PROBLEM TO WORK ON: Search the entries for the word "main" and return every line where it is found.

Start of SUPPLIED RECORDS

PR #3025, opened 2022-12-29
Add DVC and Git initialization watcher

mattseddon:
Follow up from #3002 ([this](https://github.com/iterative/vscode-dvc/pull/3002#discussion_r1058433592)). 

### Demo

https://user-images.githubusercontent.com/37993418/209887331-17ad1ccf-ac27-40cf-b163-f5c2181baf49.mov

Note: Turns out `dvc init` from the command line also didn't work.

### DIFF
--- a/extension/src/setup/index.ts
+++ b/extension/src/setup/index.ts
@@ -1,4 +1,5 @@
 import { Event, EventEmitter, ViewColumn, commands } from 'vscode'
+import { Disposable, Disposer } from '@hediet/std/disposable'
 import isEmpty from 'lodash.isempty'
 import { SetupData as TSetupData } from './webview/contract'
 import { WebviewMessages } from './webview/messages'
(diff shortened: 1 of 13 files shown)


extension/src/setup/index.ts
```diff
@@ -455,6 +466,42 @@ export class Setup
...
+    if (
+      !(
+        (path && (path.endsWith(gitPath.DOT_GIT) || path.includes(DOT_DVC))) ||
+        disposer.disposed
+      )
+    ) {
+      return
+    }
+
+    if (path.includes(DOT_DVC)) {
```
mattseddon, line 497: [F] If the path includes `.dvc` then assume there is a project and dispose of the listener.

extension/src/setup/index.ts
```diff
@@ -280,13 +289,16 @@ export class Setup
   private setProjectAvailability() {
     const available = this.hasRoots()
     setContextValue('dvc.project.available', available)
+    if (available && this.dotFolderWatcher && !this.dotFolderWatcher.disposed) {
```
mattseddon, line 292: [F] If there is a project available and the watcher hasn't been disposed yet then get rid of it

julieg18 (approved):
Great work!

End of SUPPLIED RECORDS
Start of SUPPLIED RECORDS

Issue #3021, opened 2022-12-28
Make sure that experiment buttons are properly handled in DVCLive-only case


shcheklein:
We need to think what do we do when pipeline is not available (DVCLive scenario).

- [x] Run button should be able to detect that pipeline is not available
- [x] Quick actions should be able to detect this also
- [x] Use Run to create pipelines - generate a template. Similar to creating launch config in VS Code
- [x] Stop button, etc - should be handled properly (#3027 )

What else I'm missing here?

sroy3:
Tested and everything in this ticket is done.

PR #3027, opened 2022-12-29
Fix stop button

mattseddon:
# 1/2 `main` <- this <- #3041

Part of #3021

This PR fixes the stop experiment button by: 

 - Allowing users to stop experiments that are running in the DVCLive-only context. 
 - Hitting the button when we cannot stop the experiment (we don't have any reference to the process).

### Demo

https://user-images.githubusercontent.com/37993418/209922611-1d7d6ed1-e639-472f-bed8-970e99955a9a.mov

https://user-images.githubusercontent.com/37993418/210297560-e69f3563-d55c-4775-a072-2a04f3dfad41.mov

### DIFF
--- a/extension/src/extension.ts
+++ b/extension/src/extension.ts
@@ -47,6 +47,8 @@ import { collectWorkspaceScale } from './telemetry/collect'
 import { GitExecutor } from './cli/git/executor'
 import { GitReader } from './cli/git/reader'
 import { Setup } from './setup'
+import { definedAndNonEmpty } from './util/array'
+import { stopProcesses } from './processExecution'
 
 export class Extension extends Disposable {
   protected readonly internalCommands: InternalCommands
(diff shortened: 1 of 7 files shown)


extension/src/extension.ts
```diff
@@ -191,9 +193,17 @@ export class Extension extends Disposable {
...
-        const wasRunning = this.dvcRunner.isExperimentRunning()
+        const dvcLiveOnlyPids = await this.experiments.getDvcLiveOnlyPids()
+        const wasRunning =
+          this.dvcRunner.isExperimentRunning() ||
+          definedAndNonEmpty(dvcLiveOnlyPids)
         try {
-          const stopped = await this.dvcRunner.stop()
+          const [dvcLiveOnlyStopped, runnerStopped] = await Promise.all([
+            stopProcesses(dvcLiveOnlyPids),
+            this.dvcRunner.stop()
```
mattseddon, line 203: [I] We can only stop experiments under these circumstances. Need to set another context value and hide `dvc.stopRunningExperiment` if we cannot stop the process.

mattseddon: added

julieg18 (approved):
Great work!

End of SUPPLIED RECORDS
Start of SUPPLIED RECORDS

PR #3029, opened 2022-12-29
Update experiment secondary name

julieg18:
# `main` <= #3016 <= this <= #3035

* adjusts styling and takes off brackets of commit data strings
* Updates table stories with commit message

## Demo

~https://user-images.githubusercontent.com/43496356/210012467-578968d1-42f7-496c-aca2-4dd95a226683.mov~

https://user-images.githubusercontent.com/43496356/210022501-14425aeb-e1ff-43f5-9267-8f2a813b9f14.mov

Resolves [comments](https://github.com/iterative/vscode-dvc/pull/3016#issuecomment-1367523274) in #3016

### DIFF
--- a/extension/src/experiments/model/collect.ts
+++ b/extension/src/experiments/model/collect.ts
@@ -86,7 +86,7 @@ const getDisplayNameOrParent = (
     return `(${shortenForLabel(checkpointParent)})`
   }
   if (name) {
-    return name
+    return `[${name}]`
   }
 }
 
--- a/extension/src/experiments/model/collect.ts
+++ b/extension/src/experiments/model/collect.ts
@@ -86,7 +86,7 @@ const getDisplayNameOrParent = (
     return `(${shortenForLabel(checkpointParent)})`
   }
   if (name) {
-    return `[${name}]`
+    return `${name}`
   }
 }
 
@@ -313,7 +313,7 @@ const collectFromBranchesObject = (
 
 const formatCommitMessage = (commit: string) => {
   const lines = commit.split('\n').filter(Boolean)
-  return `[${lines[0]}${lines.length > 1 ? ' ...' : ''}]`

End of SUPPLIED RECORDS

ANSWER SECTION:
# 1/2 `main` <- this <- #3041
# `main` <= #3016 <= this <= #3035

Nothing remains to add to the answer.